══ Data to process

PR #9251, opened 2023-10-24
[CICD] Fix image build for bigdl-llm-serving-tdx image

gc-fu:
## Description

Fix image build for bigdl-llm-serving-tdx


hzjane (approved):
LGTM

PR #9253, opened 2023-10-24
[CICD] Refine README/CICD

gc-fu:
## Description

1. Refine README for bigdl.llm.serving
2. Fix the wrong manually_build script.


hzjane (approved):
LGTM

════

### What the exercise asks
Return only what runs from the line containing "[CICD] Fix image" to the last line of the records above, both ends included, exactly as written.

### Result of the task
[CICD] Fix image build for bigdl-llm-serving-tdx image

gc-fu:
## Description

Fix image build for bigdl-llm-serving-tdx


hzjane (approved):
LGTM

PR #9253, opened 2023-10-24
[CICD] Refine README/CICD

gc-fu:
## Description

1. Refine README for bigdl.llm.serving
2. Fix the wrong manually_build script.


hzjane (approved):
LGTM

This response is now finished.